El marco de una obra pictórica es bueno, diría yo fantástico, si nos permite concentrarnos en el cuadro. Si, además, actúa como aislador entre la realidad pintada, pura metáfora de lo real, y la pared de donde cuelga la obra, entonces es todavía más valioso. Ortega y Gasset, siempre tan genial, nos vuelve a enseñar lo fundamental del marco, del único marco político, hoy existente en España: el Acuerdo entre el PSOE y Ciudadanos. He ahí el principal argumento del debate de investidura. Ha sido el contorno perfecto para contemplar un Gobierno de España. El Acuerdo no es realmente un Gobierno, pero es como un cuasi-ser, en palabras de Ortega, Gobierno: es la Irrealidad como tal que nos permite asistir a la anulación de dos realidades incapaces de crear ni marcos ni metáforas ni nada: el PP y Podemos.
Todos hablaremos esta semana de esa Irrealidad; todos los que se interesan por los bienes en común, especialmente por ese bien común que es alcanzar un gobierno para toda la nación, concentraremos nuestra mirada en esa Irrealidad; nadie sensato y en sus cabales ciudadanas puede despreciar esa Irrealidad. ¿Puede hacerse algo mejor que mirar esa Irrealidad?, ¿qué otra cosa importante hay, después del 20-D, en la política española?, ¿hablamos, por ejemplo, de la corrupción?, ¿tratamos del empecinamiento para negociar en términos políticos o aritméticos del PP y Podemos?, ¿quién ha creado otra metáfora tan sutil como este Acuerdo para combatir la corrupción, el nacionalismo y el terrorismo?, ¿quién tiene algo que oponer a esta Irrealidad? Nadie tiene nada que objetar u oponer a esta Irrealidad. Pues entonces, por favor, respeten las metáforas. Aprendan de ellas. Esa Irrealidad está determinando toda la vida política de España.
Esa Irrealidad, esa órbita cuasi inverosímil e invisible, nos lleva al centro, al corazón y núcleo de la realidad política española: Somos más y tenemos discurso. La inteligencia de los constructores de ese marco, Acuerdo, reside en un sencillo don político solo al alcance de los grandes políticos: ver lo más elemental. Lo evidente. Eso que nunca verán los que hacen depender la vida política del sectarismo, la tozudez y la corrupción. Los creadores del marco, repito, nos hacen concentrar en el cuadro: “el interés de todos” es lo primero; segundo, juntos sumamos, sí, sumamos más que nadie en el Parlamento español; y, tercero, hemos tenido ánimo, coraje y atrevimiento para trabajar concienzuda y coherentemente para dar a la luz un papel de 69 folios al que se pueden unir otras fuerzas y, por supuesto, está abierto a rectificaciones y nuevas propuestas.
¿Qué hay, amigos, frente a esa Irrealidad del Acuerdo entre Rivera y Sánchez? Nada. O mejor dicho, quizá sí exista algo contra este Acuerdo: la realidad mística de quienes niegan la política en nombre de algo parecido a los principios.
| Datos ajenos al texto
PR #147, opened 2017-02-07
Fix Python 2.6 build issue

macisamuele:
I'm limiting the ``jsonschema`` dependency in case of Python 2.6 since from [``jsonschema>=2.6.0``](https://github.com/Julian/jsonschema/blob/master/CHANGELOG.rst#v260) it is dropped support for Python 2.6. This solution is a temporary fix until we decide to completely drop Python 2.6 support on ``bravado-core``.
In the mean time I have update ``pre-commit`` hooks and dependencies and added travis tests against python 3.5 and 3.6

### DIFF
--- a/.pre-commit-config.yaml
+++ b/.pre-commit-config.yaml
@@ -1,23 +1,22 @@
-
-- repo: git://github.com/pre-commit/pre-commit-hooks
-  sha: c8a1c91
-  hooks:
-    - id: autopep8-wrapper
-      args: ['-i', '--ignore=E309,E501']
-    - id: check-json
-    - id: check-yaml
-    - id: debug-statements
-    - id: end-of-file-fixer
-    - id: flake8
-      args: [--max-line-length=131]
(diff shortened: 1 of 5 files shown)


macisamuele:
@sjaensch could you have a look to this? As soon as we fix travis we can merge other PRs.
Note: this PR tries to limit issues with Python 2.6 ... do you mind if we remove support for python 2.6? ([bravado](https://github.com/Yelp/bravado/) already dropped support and [swagger_spec_validator PR 64](https://github.com/Yelp/swagger_spec_validator/pull/64) will remove support)

sjaensch:
@maci I'd say drop Python 2.6 instead of adding a package restriction. I've mentioned this in a comment to another pull request - I don't think there is much value in maintaining Python 2.6 support, like you said. Go ahead and get rid of it! :)

macisamuele:
Support for Python 2.6 removed!

sjaensch:
🛳

PR #148, opened 2017-02-07
make unmarshal_collection_format unmarshal empty lists properly

firba1:
I added a test to check this as well. This fixes an issue where if empty string is an invalid value of the array's format, then it doesn't 400. Not to mention, getting `['']` instead of `[]` is just wrong.


macisamuele:
@firba1 Thanks a lot for your contribution. As soon as we build the travis build we'll merge your change.

Additionally will be great if you can fill also the PR information in our CHANGELOG as described on [Contribution](https://github.com/Yelp/bravado-core#contributing) section of the readme.

Issue #150, opened 2017-02-16
partial objects (missing attributes)


dpopowich:
If I have a definition like this:

```json
   "definitions": {
      "Foo": {
         "properties": {
            "id": {
               "type": "integer"
            },
            "name": {
               "type": "string"
            },
            "job": {
               "type": "string"
            }
         },
         "type": "object"
      },
     ...
```

And I reference this in a PUT spec:

```json
"paths": {
      "/foo/{id}": {
         "put": {
            "parameters": [
               ...
               {
                  "required": true,
                  "in": "body",
                  "name": "body",
                  "schema": {
                     "$ref": "#/definitions/Foo"
                  }

               }
            ], ...
```

When I call `PUT /foo/14` with a JSON body of:

```json
{
   "id": 14,
   "name": "joeschmoe"
}
```

The unmarshalled python output from bravado-core is:

```python
{
   "id": 14,
   "name": "joeschmoe",
   "job": None
}
```
That is, `job` was missing, but bravado-core [explicitly looks](https://github.com/Yelp/bravado-core/blob/master/bravado_core/unmarshal.py#L138-L142) for missing properties and sets them on the object with a `None` value.

I cannot find this behavior specified in the swagger spec anywhere. If it exists, can someone point me to this requirement (forcing missing properties to null) in the spec?

If this behavior is not required by the swagger spec and bravado-core is overreaching here, how about an option to allow partial objects?

Otherwise, how is someone supposed to provide PATCH or similar functionality?

sjaensch:
`None` means "unknown" / "not set". The current behavior is to make sure all attributes defined in the swagger spec are present in the unmarshalled object. You may want to discard the attributes that have the value None.

dpopowich:
How do I determine the difference between "value not sent" and "set this value to `None`"?

Or, another way to ask the question, how do I implement PATCH, if bravado-core is going to set every value not delivered to `None`? Imagine an object with 100 properties and I want to send a PATCH to update 5 properties. One can't simply filter out all properties with value `None` because a legal value for a property may be `None` (e.g, one object references another and you want to disassociate the foreign reference so you pass `null` as the value).

Or yet another way to ask the question, where in the swagger spec does it say optional properties are to be treated as null? 

I think bravado-core is overreaching with this behavior. It should at least be configurable.

sjaensch:
[...]

PR #152, opened 2017-02-19
Add nonefy_missing_properties configuration

macisamuele:
This CR target Issue #150 (open by @dpopowich).

I have added an additional configuration flag ``nonefy_missing_properties`` which is defaulted to ``True`` for backward compatibility.

Setting the flag to ``False`` [bravado-core](https://github.com/Yelp/bravado-core/blob/master/bravado_core/unmarshal.py#L138-L142) will not set the to all the missing properties to ``None``.

**NOTE**: ``unmarshal_model`` will not be affected by this change since [``model_constructor``](https://github.com/Yelp/bravado-core/blob/master/bravado_core/model.py#L167-L171) will default to ``None`` all the missing properties.

An example is available on https://gist.github.com/macisamuele/b903295f1935ab7270e31145601dd5cb

### DIFF
--- a/bravado_core/spec.py
+++ b/bravado_core/spec.py
@@ -56,7 +56,10 @@ CONFIG_DEFAULTS = {
     # :class:`bravado_core.formatter.SwaggerFormat`. These formats are in
     # addition to the formats already supported by the Swagger 2.0
     # Specification.
-    'formats': []
+    'formats': [],
+
+    # Fill with None all the missing properties during object unmarshal-ing
+    'include_missing_properties': True,
 }
 
 
--- a/docs/source/config.rst
+++ b/docs/source/config.rst
@@ -17,21 +17,25 @@ All configuration is stored in a ``dict``.
     swagger_spec = Spec.from_dict(spec_dict, config=config)
 
 
-========================= =============== =========  ====================================================
-Config key                Type            Default    Description
-------------------------- --------------- ---------  ----------------------------------------------------
-*validate_swagger_spec*   boolean         True       | Validate the Swagger spec against
-                                                     | the Swagger 2.0 Specification.
-------------------------- --------------- ---------  ----------------------------------------------------
-*validate_requests*       boolean         True       | On the client side, validates outgoing requests.
-                                                     | On the server side, validates incoming requests.
-------------------------- --------------- ---------  ----------------------------------------------------
-*validate_responses*      boolean         True       | On the client side, validates incoming responses.
-                                                     | On the server side, validates outgoing responses.
-------------------------- --------------- ---------  ----------------------------------------------------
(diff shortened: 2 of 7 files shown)


sjaensch:
I'd like us to first conclude the discussion in #150. If bravado-core already supports that use case then I'd prefer not to add additional code and even a config option.

macisamuele:
@sjaensch sure ... let's see how the discussion will proceed!
If we figure out a way to avoid the additional config it will be great otherwise we could have a way to support the additional use case without (I hope) bad impacts over the services that are currently dependent on ``bravado-core``.

bravado_core/spec.py
```diff
@@ -51,7 +56,10 @@
     # :class:`bravado_core.formatter.SwaggerFormat`. These formats are in
     # addition to the formats already supported by the Swagger 2.0
     # Specification.
-    'formats': []
+    'formats': [],
+
+    # Fill with None all the missing properties during object unmarshal-ing
+    'nonefy_missing_properties': True,
```
sjaensch: How about `include_missing_properties`? Or something else? I'm not sure people will understand what "Nonefy"  means. :)

docs/source/config.rst
```diff
@@ -17,21 +17,25 @@ All configuration is stored in a ``dict``.
...
+*validate_responses*          boolean         True      | On the client side, validates incoming responses.
+                                                        | On the server side, validates outgoing responses.
+----------------------------- --------------- --------- ----------------------------------------------------
+*use_models*                  boolean         True      | Use python classes to represent models
+                                                        | instead of dicts. See :ref:`models`.
+----------------------------- --------------- --------- ----------------------------------------------------
+*formats*                     list of         []        | List of user-defined formats to support.
+                              SwaggerFormat             | See :ref:`formats`.
+----------------------------- --------------- --------- ----------------------------------------------------
+*nonefy_missing_properties*   boolean         True      | Fill with None properties during
```
sjaensch: "Create properties with the value None if they were not submitted during object unmarshalling"

or something similar, i.e. mostly providing a bit more context.

macisamuele:
Applied @sjaensch naming suggestions

macisamuele:
I have modified ``test_definitions_with_ref`` in order to be executed with all the ``include_missing_properties`` values (``True`` and ``False``).

I would make more evident that using ``bravado-core`` models we are including the missing properties because it will be harder to discriminate if the property is present or not (constraint enforced by [model.py](https://github.com/Yelp/bravado-core/blob/master/bravado_core/model.py#L171)), different from what happen during object unmarshaling (which returns a dictionary).

macisamuele:
* Rebased the branch on top of the new origin/master
* ``model``s do NOT set properties if they're are missing and ``include_missing_properties is False``

PR #154, opened 2017-02-24
Consider default when unmarshalling

### LINKED ISSUE #153: missing properties are not set to default when unmarshalled
If I have an object which I specify as a `"in": "body"` parameter for a PUT or POST with properties that have `default` set, e.g:

```json
"parameters": [
   {
      "required": true,
      "in": "body",
      "name": "body",
      "schema": {
         "type": "object",
         "properties": {
            "name": {
               "type": "string",
            },
            "count": {
               "type": "integer",
               "default": 0
            }
         }
      }
   }, ...
]
```

The default is ignored for missing parameters, e.g, with the following JSON body request:

```json
{
   "name": "Phred"
}
```

The output is:

```python
{
   "name": "Phred",
   "count": None
}
```

I'd expect it to be:

```python
{
   "name": "Phred",
   "count": 0
}
```

Note: `x-nullable` has no effect here: `default` is ignored regardless of the `x-nullable` setting when the property is missing and the value is set to `None`.

sjaensch:
Make sure we consider the default value when unmarshalling. Fixes #153.

### DIFF
--- a/bravado_core/schema.py
+++ b/bravado_core/schema.py
@@ -118,11 +118,15 @@ def handle_null_value(swagger_spec, schema_object_spec):
 
     :param swagger_spec: :class:`bravado_core.spec.Spec`
     :param schema_object_spec: dict
-    :return: None if the spec is nullable
-    :raises: SwaggerMappingError if the spec is not nullable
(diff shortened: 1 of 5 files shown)


macisamuele:
🚢

PR #155, opened 2017-02-26
Update pre-commit, remove Python 3.4 from tests

sjaensch:
- make sure pre-commit hooks are installed whenever people run tests
- also ran fix-encoding-pragma and reorder-python-imports on all files

### DIFF
--- a/Makefile
+++ b/Makefile
@@ -14,7 +14,7 @@ docs:
 install:
 	pip install .
 
-test:
+test: install-hooks
 	tox
 
 tests: test
--- a/.pre-commit-config.yaml
+++ b/.pre-commit-config.yaml
@@ -1,5 +1,5 @@
 -   repo: git://github.com/pre-commit/pre-commit-hooks
-    sha: 46251c9523506b68419aefdf5ff6ff2fbc4506a4
+    sha: a11d9314b22d8f8c7556443875b731ef05965464
     hooks:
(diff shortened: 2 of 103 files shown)


Makefile
```diff
@@ -14,7 +14,7 @@ docs:
 install:
 	pip install .
 
-test:
+test: install-hooks
```
macisamuele: Is this needed? ``tox`` will install all the needed dependencies.
Maybe you like to run ``pre-commit`` checks during tests (ie. ``pre-commit run flake8 --all-files``)

sjaensch: flake8 already runs as part of `make test`. The problem with running pre-commit during make test is the virtualenv setup; I'm sure there's a solution, I just didn't want to change that as well in this PR.
install is a separate target and has nothing to do with install-hooks. What's your concern here?

macisamuele: The concern was related to adding a new dependency on the make target that actually is not need; but according to your explanation it seems needed! So just drop what I said 😄

sjaensch: Yeah the way it works for bravado-core is that it installs pre-commit in a separate virtualenv. Moving it to install it during the normal test run (in the same virtualenv) and then running flake8 causes ist to install and run three times (once for each Python version we test).

macisamuele: Thanks for the more detailed explaination.
🚢

PR #159, opened 2017-03-10
Have models inherit from base class, support model polymorphism (continuation of  #128)

macisamuele:
This CR enrich the great modification provided by @jlumpe in #128.
* I have merged master branch solved conflicts and re-added ``include_missing_properties`` configuration
* Added tests for discriminator feature.


CHANGELOG.rst
```diff
@@ -5,6 +5,8 @@ X.X.X (XXXX-XX-XX)
 ------------------
 - Add include_missing_properties configuration - PR #152
 - Consider default when unmarshalling - PR #154
+- Refactor of models generation - PR #128, #159. Thanks Michael Jared Lumpe for your contribution
```
sjaensch: Not sure this requires its own entry in the changelog. Would the next line be enough? Maybe add it in there if you want to mention it?

bravado_core/schema.py
```diff
@@ -66,6 +66,56 @@ def is_list_like(spec):
...
+            found_types.add(composed_type)
+        else:
+            # Fail if we can't determine this unambiguously
+            return None
+
+    if len(found_types) == 1:
+        # Found a single type
+        return found_types.pop()
+
+    if found_types == {'integer', 'number'}:
```
sjaensch: I'm not sure this is correct. Doesn't this mean what we have here is an object composed of two properties, both of which are integers? I.e. in almost every "allOf" case the type should be "object", right?

bravado_core/swagger20_validator.py
```diff
@@ -104,6 +106,59 @@ def enum_validator(swagger_spec, validator, enums, instance, schema):
...
+    discriminator_value = instance[discriminator_attribute]
+    if discriminator_value not in swagger_spec.spec_dict['definitions']:
+        raise ValidationError(
+            message='\'{}\' is not a recognized schema'.format(discriminator_value)
+        )
+
+    new_schema = deepcopy(swagger_spec.deref(swagger_spec.spec_dict['definitions'][discriminator_value]))
+    if 'allOf' not in new_schema:
+        raise ValidationError(
+            message='discriminated schema \'{}\' must inherits from \'{}\''.format(
```
sjaensch: must inherit from

bravado_core/swagger20_validator.py
```diff
@@ -104,6 +106,59 @@ def enum_validator(swagger_spec, validator, enums, instance, schema):
...
+                discriminator_value, schema['x-model']
+            )
+        )
+
+    schemas_to_remove = [s for s in new_schema['allOf'] if is_ref(s) and swagger_spec.deref(s) == schema]
+    if not schemas_to_remove:
+        # Not checking against len(schemas_to_remove) > 1 because it should be prevented by swagger spec validation
+        raise ValidationError(
+            message='discriminated schema \'{}\' must inherits from \'{}\''.format(
```
sjaensch: same here

bravado_core/swagger20_validator.py
```diff
@@ -104,6 +106,59 @@ def enum_validator(swagger_spec, validator, enums, instance, schema):
...
+    """
+
+    discriminator_value = instance[discriminator_attribute]
+    if discriminator_value not in swagger_spec.spec_dict['definitions']:
+        raise ValidationError(
+            message='\'{}\' is not a recognized schema'.format(discriminator_value)
+        )
+
+    new_schema = deepcopy(swagger_spec.deref(swagger_spec.spec_dict['definitions'][discriminator_value]))
+    if 'allOf' not in new_schema:
```
sjaensch: Are you sure this is always correct? What if you have an instance of the base object?

bravado_core/swagger20_validator.py
```diff
@@ -104,6 +106,59 @@ def enum_validator(swagger_spec, validator, enums, instance, schema):
         yield error
 
 
+def discriminator_validator(swagger_spec, validator, discriminator_attribute, instance, schema):
```
sjaensch: This method needs unit tests. :)

bravado_core/schema.py
sjaensch: We should also add a test for the allOf case here.

bravado_core/swagger20_validator.py
macisamuele: This is already tested by [``test_validate_valid_polymorphic_object``](https://github.com/macisamuele/bravado-core/blob/models/tests/validate/validate_object_test.py#L339) and [``test_validate_invalid_polymorphic_object``](https://github.com/macisamuele/bravado-core/blob/models/tests/validate/validate_object_test.py#L401)

bravado_core/swagger20_validator.py
macisamuele: You're right ... I'm adding a test for this case

macisamuele: done

CHANGELOG.rst
macisamuele: Removed it!

bravado_core/schema.py
macisamuele: You're completely right ... as far as I'm understanding in case of ``allOf`` the type should be set to ``object`` (according to [Swagger Specs > Composition and Inheritance (Polymorphism)](http://swagger.io/specification/)).

I'm modifying it and adding the needed tests

bravado_core/model.py
```diff
@@ -69,142 +67,321 @@ def collect_models(container, key, path, models, swagger_spec):
...
+
+    @property
+    def _additional_props(self):
+        """Names of properties in instance which are not defined in spec."""
+        return set(self.__dict).difference(self._properties)
+
+    def _as_dict(self, additional=False, recursive=False):
+        """Get property values as dictionary.
+
+        :param bool additional: Whether to include additional properties
```
sjaensch: I'd name this either additional_props (see above) or additional_properties.

bravado_core/model.py
```diff
@@ -69,142 +67,321 @@ def collect_models(container, key, path, models, swagger_spec):
...
+            if attr_name in self
+        ]
+        return "{0}({1})".format(self.__class__.__name__, ', '.join(s))
+
+    @property
+    def _additional_props(self):
+        """Names of properties in instance which are not defined in spec."""
+        return set(self.__dict).difference(self._properties)
+
+    def _as_dict(self, additional=False, recursive=False):
```
sjaensch: I would assume that `recursive=True` is the expected behavior, can we change that?

tests/model/model_test.py
```diff
@@ -0,0 +1,84 @@
...
+        cat_swagger_spec.spec_dict['definitions']['Cat'], cat_swagger_spec
+    ).keys())
+
+
+def test_model_delete_property(definitions_spec, user_type, user_kwargs):
+    user = user_type(**user_kwargs)
+
+    assert 'id' in set(user)
+    del user.id
+    assert 'id' in set(user)
```
sjaensch: Can you explain a bit what we're testing here? It's not easy to understand if you don't read `model.py` at the same time, especially since you don't assert on the user.id value before and after. I.e. maybe say "deleting a property defined in the spec should set the value to `None`, and assert on the value before and after.

tests/model/model_test.py
```diff
@@ -0,0 +1,84 @@
...
+
+    assert any(
+        user[property] == user_kwargs.get(property)
+        for property in definitions_spec['User']['properties'].keys()
+        if property != 'id'
+    )
```
sjaensch: What is this asserting exactly? The any() makes it really muddy. It says that at least one of the user_kwargs values needs to be equal to the one in the user dict...?

tests/model/model_test.py
```diff
@@ -0,0 +1,84 @@
...
+        del user.not_existing_property
+    assert ex.type == AttributeError
+    assert ex.value.args[0] == 'not_existing_property'
+
+
+def test_model_delete_additional_property(definitions_spec, user_type, user_kwargs):
+    user_type._model_spec['additionalProperties'] = True
+    user = user_type(foo='bar', **user_kwargs)
+
+    assert 'foo' in set(user)
```
sjaensch: I don't think you need the set()...? If you do then maybe it's better to just use user.keys()?

bravado_core/model.py
macisamuele: sure

tests/model/model_test.py
macisamuele: 👍  adding the comment

tests/model/model_test.py
macisamuele: wrong function ... it should be ``all``.
I'm checking that each property (except ``id``) has the same value either in the model (``user``) and in the input dictionary (``user_kwargs``)

tests/model/model_test.py
macisamuele: removing ``set`` and ``.keys()`` since not needed

macisamuele:
* Changed ``additional_properties`` and ``recursive`` default values
* Added tests for ``_as_dict`` with and without recursion
* Updated ``_as_dict`` in order to go recursively through lists

tests/model/model_test.py
```diff
@@ -70,6 +74,43 @@ def test_model_as_dict(definitions_spec, user_type, user_kwargs):
 
 
 @pytest.mark.parametrize(
+    'recursive',
+    [
+        True,
+        False,
+    ]
+)
+def test_marsshal_as_dict_recursive(polymorphic_spec, recursive):
```
sjaensch: marshal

He ahí la cara más terrible de nuestra realidad histórica: en nombre del número de votos, del partido, de la sangre, de la “nación”, de la “clase obrera”, de la “coherencia” absoluta, en fin, de la reducción de la vida a Geometría se niegan las circunstancias históricas que orientan y definen lo que hay que hacer. Esos fanáticos de los principios, gentes que desprecian la política, es decir, la defensa del interés de todo por encima de las partes, han tumbado, en la noche del 2 de marzo, la Irrealidad, pero sospecho que se levantará en las próximas elecciones, o mejor dicho, el fracaso de hoy se convertirá en éxito mañana. Quizás quienes han creado esa gran metáfora, ese marco invisible, en fin, esa Irrealidad que nos hace reales, ciudadanos, alcancen la mayoría en las elecciones de junio.